• **TASK REQUIREMENTS**
Report how many lines of the entries below contain the word "CreateRunManager", and nothing more.

• **EXCERPTED RECORDS**
↓

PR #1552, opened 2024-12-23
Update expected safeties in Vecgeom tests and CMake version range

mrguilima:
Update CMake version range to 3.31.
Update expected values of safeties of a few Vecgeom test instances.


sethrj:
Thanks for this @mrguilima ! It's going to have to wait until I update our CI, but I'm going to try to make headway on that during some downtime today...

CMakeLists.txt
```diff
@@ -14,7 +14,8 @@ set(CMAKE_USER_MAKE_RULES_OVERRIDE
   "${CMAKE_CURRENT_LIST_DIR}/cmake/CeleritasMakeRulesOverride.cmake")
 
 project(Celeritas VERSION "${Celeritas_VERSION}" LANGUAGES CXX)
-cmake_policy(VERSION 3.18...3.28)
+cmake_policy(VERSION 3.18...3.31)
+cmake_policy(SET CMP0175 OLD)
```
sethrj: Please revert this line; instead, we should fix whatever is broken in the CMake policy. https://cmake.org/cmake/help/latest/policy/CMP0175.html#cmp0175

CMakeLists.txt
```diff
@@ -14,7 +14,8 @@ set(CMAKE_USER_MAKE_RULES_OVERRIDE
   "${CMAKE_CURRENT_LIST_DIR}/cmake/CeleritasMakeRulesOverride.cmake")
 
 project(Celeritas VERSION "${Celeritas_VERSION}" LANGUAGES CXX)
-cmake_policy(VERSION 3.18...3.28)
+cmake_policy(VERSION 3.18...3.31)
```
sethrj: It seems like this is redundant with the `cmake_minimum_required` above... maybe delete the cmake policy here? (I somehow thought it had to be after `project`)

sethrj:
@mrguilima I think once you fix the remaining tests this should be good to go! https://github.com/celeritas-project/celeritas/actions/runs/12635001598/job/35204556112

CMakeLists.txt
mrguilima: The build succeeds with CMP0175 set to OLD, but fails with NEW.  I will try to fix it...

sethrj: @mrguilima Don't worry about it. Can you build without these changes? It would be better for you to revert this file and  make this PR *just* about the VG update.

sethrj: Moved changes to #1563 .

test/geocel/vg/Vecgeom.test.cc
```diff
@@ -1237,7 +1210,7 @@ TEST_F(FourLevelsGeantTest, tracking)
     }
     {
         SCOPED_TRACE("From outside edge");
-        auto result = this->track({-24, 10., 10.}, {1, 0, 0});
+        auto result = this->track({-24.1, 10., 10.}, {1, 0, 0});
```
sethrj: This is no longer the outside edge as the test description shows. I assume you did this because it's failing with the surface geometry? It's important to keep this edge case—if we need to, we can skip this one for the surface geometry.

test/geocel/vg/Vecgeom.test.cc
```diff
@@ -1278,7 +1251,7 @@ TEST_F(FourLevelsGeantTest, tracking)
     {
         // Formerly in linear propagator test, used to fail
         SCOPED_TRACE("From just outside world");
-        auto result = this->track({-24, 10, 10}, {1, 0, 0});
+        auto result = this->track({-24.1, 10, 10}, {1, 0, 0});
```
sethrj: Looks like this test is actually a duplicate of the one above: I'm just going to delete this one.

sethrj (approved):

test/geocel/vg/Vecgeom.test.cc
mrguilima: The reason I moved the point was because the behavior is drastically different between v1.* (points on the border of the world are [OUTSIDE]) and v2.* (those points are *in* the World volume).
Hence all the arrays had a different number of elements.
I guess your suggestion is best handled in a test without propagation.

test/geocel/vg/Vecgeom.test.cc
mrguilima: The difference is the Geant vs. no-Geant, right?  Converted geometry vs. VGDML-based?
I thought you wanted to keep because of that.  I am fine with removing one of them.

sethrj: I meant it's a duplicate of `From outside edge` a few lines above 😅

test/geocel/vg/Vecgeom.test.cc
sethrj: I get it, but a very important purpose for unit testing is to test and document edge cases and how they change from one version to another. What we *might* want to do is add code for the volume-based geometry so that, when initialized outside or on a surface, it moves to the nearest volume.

↑
↓

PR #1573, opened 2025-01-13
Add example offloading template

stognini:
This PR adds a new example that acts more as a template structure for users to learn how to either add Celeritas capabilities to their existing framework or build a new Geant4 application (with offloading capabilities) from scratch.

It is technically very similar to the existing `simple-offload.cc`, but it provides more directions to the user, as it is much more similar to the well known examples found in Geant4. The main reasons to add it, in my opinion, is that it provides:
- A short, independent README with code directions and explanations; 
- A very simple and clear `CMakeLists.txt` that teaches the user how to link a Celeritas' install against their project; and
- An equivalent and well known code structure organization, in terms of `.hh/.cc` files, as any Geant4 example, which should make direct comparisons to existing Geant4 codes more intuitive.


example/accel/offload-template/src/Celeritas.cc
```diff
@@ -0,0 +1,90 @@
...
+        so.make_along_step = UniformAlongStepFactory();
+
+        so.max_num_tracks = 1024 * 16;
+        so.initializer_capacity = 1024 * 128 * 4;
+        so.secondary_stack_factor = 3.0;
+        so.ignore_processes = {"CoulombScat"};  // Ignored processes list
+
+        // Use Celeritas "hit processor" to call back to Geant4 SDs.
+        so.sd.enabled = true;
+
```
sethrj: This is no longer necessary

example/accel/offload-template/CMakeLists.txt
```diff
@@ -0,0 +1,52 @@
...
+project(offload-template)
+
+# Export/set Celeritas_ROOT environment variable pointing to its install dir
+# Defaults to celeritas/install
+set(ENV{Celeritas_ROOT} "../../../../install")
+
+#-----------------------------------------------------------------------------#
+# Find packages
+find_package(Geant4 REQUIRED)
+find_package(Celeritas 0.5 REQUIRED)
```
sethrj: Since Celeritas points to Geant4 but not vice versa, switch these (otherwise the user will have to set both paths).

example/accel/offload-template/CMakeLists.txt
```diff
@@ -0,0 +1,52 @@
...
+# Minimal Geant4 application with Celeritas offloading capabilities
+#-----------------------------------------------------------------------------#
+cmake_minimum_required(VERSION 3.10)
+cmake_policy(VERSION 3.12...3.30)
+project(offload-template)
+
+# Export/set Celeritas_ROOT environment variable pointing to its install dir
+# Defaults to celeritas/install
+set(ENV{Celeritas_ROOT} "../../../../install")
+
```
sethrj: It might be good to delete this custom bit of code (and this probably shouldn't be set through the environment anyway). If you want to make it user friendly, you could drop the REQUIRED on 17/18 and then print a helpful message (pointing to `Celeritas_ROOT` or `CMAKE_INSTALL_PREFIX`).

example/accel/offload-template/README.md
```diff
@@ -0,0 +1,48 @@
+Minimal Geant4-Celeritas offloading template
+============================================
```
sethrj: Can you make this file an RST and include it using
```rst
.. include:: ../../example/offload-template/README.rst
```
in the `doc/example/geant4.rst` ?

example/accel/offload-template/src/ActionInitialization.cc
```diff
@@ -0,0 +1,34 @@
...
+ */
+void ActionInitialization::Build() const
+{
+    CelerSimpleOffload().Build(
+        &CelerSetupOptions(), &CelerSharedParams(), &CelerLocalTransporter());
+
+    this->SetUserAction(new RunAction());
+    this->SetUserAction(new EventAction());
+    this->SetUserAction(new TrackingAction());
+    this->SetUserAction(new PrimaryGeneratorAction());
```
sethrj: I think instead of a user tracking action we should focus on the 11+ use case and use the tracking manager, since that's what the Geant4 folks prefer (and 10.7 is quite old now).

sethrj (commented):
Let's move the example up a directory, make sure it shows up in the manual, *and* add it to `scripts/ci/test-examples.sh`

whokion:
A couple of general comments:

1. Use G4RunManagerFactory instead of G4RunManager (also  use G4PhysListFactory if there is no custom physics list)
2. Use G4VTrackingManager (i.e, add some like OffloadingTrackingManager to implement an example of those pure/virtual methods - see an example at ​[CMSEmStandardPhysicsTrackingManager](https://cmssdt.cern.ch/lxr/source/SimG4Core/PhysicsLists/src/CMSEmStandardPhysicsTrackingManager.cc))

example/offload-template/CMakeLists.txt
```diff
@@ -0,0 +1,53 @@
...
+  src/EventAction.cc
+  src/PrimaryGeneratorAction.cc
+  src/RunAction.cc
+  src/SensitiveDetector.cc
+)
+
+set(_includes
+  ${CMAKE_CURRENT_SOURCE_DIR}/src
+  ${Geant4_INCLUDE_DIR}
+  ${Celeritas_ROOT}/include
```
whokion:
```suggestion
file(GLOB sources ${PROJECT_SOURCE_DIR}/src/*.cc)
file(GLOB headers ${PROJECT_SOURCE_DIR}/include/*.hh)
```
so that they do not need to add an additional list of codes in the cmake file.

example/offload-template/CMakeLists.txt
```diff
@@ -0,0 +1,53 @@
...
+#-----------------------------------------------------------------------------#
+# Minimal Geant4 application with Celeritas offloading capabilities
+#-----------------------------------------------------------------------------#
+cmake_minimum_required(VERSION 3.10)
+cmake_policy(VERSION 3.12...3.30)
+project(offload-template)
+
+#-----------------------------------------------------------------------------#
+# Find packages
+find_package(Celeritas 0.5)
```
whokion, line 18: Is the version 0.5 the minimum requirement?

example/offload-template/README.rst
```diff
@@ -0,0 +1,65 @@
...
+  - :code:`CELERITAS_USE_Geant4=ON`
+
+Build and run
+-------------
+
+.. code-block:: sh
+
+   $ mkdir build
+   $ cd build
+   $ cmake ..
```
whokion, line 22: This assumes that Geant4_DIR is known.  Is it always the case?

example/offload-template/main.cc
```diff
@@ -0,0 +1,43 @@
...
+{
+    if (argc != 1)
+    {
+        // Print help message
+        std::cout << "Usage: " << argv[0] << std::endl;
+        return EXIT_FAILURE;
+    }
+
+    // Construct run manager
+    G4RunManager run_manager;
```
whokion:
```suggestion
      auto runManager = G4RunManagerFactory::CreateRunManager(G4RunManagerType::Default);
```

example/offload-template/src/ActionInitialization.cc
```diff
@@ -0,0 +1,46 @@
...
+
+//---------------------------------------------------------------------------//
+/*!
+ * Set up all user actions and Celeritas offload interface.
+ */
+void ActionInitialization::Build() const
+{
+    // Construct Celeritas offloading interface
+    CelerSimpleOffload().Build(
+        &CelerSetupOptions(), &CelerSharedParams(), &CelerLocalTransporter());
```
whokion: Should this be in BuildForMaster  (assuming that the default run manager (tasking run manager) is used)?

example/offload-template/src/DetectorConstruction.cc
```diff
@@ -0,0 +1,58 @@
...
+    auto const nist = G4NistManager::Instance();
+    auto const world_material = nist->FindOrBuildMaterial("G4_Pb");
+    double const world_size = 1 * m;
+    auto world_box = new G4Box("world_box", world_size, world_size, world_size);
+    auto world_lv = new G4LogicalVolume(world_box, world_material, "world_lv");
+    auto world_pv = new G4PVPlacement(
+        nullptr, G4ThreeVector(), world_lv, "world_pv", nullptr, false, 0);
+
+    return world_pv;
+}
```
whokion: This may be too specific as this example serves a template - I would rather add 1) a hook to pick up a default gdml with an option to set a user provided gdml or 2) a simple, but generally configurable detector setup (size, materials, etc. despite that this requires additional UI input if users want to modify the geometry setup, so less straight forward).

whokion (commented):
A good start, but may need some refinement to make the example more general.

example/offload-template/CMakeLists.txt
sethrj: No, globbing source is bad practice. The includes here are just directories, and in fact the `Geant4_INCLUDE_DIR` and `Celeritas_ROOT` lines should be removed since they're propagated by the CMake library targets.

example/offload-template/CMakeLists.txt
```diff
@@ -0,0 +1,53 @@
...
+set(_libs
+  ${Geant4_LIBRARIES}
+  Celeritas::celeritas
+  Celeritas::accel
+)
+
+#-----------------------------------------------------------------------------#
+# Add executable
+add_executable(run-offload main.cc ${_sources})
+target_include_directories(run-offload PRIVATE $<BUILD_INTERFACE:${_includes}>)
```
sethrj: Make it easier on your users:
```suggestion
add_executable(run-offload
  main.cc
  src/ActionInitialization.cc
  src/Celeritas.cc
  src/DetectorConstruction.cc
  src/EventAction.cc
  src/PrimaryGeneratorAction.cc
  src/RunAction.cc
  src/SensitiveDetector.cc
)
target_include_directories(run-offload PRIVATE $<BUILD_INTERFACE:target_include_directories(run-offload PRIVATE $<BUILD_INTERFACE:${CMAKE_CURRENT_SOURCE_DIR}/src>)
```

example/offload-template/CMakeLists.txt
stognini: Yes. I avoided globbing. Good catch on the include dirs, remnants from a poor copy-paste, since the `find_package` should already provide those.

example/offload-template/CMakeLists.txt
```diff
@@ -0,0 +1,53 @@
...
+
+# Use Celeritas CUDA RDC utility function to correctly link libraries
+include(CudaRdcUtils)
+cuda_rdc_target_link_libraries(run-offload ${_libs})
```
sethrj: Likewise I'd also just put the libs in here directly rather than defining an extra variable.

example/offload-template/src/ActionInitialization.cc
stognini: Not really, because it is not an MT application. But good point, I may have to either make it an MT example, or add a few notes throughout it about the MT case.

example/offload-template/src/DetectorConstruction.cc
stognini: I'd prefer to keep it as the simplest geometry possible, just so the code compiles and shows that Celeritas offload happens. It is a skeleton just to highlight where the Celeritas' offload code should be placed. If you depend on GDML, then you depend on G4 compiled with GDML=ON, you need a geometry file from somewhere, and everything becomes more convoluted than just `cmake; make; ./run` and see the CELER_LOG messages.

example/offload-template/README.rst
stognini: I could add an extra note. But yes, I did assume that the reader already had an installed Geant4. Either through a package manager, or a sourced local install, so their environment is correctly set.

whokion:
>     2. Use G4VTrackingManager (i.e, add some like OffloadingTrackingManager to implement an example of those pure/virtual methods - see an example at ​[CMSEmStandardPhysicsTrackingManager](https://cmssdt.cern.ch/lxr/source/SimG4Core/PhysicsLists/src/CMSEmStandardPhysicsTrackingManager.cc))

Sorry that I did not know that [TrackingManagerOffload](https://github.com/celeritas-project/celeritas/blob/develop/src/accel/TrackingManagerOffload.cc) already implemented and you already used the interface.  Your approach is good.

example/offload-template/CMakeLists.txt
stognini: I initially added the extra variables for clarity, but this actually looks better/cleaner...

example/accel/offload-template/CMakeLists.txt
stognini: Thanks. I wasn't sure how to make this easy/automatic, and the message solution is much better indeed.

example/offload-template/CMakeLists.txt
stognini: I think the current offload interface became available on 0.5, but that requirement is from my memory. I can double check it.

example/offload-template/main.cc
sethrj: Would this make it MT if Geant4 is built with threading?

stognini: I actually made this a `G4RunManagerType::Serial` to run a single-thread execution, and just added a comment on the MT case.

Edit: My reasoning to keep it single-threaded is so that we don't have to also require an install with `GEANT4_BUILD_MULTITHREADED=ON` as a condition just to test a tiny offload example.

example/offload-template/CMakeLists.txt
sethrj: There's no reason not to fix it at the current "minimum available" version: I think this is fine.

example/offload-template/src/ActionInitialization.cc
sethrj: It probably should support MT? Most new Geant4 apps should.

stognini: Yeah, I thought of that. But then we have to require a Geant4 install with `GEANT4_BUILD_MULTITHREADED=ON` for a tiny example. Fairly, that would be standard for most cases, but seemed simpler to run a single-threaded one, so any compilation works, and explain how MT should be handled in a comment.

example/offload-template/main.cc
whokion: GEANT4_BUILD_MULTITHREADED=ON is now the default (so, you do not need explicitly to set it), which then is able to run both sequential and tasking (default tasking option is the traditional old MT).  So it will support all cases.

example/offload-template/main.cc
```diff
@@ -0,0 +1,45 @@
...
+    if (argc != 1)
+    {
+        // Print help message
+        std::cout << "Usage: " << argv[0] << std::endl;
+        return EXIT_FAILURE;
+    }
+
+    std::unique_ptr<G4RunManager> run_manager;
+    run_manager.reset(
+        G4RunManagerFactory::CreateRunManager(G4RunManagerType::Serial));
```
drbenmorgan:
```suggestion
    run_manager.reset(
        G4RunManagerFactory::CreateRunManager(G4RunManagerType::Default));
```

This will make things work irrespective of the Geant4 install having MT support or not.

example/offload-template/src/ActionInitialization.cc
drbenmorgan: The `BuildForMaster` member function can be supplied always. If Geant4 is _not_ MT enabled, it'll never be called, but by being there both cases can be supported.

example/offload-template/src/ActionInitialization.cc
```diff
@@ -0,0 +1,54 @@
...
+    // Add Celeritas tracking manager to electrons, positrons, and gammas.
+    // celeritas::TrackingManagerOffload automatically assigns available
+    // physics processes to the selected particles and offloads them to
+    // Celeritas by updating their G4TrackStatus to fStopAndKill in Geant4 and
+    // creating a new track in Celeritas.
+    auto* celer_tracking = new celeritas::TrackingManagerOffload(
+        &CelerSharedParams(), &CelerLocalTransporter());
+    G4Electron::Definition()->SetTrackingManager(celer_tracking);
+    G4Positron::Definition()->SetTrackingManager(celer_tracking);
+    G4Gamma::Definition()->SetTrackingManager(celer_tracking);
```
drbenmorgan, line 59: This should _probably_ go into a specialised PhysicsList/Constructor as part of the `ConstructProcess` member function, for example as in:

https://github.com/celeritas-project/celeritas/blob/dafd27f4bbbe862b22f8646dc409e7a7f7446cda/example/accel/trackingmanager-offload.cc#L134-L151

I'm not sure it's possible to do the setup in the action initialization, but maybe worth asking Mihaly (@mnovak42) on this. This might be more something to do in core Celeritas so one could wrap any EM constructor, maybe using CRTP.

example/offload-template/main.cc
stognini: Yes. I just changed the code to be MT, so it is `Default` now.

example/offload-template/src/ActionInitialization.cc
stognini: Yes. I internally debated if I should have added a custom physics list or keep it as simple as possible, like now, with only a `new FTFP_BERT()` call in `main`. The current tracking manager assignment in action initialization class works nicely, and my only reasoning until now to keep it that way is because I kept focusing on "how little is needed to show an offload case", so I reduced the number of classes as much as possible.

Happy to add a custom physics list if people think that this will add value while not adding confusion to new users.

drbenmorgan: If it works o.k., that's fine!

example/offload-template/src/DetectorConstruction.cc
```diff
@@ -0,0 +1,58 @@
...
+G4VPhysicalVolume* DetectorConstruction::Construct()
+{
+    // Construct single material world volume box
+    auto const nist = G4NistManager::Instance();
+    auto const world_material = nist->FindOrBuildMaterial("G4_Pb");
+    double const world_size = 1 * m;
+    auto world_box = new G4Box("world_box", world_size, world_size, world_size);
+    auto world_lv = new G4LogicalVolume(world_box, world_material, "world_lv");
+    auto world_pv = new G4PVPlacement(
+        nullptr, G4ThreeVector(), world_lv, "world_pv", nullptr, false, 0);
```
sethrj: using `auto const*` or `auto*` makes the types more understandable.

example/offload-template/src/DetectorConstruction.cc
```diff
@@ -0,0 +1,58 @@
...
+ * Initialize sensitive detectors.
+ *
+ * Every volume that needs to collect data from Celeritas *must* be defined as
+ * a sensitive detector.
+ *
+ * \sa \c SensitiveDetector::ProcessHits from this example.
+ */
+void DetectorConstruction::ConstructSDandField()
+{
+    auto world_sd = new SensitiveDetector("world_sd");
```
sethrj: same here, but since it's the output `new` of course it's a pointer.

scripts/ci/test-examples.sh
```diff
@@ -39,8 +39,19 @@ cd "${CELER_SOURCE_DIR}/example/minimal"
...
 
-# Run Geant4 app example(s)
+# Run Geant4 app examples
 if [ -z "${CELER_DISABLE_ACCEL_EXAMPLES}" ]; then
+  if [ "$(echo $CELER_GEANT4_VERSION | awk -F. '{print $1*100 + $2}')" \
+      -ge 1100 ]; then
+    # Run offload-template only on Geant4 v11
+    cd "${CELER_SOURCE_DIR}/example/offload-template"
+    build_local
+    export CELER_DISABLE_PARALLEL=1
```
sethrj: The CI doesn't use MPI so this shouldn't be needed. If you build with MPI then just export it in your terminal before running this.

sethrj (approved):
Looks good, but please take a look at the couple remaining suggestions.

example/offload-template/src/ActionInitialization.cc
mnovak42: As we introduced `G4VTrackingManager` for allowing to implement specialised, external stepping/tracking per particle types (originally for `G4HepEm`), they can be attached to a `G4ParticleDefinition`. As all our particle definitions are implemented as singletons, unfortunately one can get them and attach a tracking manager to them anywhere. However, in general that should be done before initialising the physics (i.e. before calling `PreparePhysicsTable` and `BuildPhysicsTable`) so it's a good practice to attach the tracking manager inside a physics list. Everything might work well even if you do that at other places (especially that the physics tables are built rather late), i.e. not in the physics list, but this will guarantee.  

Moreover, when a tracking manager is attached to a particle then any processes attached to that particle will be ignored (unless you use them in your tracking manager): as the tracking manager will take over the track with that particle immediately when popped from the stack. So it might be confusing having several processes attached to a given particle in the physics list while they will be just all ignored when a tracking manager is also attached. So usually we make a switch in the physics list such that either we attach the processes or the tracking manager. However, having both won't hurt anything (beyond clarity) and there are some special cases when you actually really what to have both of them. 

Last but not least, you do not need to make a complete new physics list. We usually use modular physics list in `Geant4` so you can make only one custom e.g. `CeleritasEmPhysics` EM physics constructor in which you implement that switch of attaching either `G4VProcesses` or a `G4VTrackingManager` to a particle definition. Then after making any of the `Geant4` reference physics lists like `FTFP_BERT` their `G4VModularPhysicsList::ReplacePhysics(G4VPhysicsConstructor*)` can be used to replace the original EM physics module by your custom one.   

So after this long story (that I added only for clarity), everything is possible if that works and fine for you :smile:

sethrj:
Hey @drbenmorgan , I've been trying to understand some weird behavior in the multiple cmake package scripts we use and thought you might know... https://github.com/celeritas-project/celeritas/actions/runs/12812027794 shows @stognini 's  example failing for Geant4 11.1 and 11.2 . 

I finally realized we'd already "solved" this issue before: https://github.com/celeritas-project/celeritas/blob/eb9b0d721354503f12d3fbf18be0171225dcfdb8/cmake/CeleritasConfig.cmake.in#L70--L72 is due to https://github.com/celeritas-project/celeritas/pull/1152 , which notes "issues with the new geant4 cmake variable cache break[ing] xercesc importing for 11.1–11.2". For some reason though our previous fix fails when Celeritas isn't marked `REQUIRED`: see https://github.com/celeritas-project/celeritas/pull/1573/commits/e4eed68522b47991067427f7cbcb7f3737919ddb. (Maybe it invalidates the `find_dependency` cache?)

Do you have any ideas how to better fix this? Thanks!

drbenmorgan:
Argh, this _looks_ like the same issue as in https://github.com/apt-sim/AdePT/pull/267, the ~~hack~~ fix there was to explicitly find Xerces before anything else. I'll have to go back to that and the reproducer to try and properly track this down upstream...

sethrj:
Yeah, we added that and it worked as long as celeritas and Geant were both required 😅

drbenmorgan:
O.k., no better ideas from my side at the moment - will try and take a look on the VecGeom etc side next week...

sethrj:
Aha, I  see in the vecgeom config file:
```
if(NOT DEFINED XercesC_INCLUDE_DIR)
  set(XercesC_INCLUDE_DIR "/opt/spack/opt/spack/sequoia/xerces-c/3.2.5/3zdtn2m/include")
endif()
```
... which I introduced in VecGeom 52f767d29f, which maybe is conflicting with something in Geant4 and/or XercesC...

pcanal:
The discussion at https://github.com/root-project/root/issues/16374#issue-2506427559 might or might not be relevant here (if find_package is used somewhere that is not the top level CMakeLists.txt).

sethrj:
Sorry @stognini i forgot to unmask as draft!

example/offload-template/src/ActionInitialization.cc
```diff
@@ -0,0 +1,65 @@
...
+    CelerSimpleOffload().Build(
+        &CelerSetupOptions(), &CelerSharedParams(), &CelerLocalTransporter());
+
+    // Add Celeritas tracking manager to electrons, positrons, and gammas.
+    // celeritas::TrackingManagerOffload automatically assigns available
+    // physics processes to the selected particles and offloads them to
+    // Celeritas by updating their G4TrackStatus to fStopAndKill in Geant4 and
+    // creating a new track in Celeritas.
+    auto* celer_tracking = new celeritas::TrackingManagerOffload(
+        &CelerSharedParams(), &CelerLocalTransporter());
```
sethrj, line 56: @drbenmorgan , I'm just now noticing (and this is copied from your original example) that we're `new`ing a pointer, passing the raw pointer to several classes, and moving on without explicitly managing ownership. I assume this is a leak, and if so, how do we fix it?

↑

• **ANSWER SECTION**
3